======== Data supplied
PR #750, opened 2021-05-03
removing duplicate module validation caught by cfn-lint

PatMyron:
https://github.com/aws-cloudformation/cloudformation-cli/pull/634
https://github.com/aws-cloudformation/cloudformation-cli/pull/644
================
#### Exercise
An exact copy of every line above, start to finish, is required.

#### Exercise result
PR #750, opened 2021-05-03
removing duplicate module validation caught by cfn-lint

PatMyron:
https://github.com/aws-cloudformation/cloudformation-cli/pull/634
https://github.com/aws-cloudformation/cloudformation-cli/pull/644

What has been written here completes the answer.